(Saved entries)
▬▬▬▬▬▬▬▬▬▬

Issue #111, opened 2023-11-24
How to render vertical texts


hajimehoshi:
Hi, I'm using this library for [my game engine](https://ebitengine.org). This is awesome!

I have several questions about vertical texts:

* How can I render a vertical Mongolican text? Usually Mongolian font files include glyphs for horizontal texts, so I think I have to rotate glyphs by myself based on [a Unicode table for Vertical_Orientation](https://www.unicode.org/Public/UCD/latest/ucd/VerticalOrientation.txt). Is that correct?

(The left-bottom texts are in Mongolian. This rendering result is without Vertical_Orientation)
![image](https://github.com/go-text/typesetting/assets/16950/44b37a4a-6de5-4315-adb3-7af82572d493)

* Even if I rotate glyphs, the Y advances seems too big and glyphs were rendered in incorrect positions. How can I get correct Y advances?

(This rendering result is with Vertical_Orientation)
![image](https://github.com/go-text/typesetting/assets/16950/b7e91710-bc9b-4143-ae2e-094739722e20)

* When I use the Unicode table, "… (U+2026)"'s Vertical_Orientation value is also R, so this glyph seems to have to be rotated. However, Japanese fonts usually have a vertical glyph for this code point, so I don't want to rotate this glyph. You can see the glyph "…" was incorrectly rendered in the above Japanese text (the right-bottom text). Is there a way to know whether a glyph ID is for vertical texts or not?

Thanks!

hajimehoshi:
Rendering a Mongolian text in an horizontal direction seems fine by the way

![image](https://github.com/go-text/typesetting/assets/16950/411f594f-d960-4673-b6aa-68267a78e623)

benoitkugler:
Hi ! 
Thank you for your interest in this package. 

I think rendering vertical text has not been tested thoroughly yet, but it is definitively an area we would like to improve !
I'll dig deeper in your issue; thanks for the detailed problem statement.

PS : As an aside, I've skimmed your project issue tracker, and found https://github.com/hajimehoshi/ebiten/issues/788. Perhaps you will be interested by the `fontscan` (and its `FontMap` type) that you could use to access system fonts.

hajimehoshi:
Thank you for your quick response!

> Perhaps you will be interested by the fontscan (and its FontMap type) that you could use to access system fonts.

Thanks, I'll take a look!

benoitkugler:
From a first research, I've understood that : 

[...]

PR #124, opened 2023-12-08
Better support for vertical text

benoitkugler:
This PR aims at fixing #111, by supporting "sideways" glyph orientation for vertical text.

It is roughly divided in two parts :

▬▬▬▬▬▬▬▬▬▬

Copy the lines above exactly, from the very first through the one containing "I have several", and include no other line.

Issue #111, opened 2023-11-24
How to render vertical texts


hajimehoshi:
Hi, I'm using this library for [my game engine](https://ebitengine.org). This is awesome!

I have several questions about vertical texts:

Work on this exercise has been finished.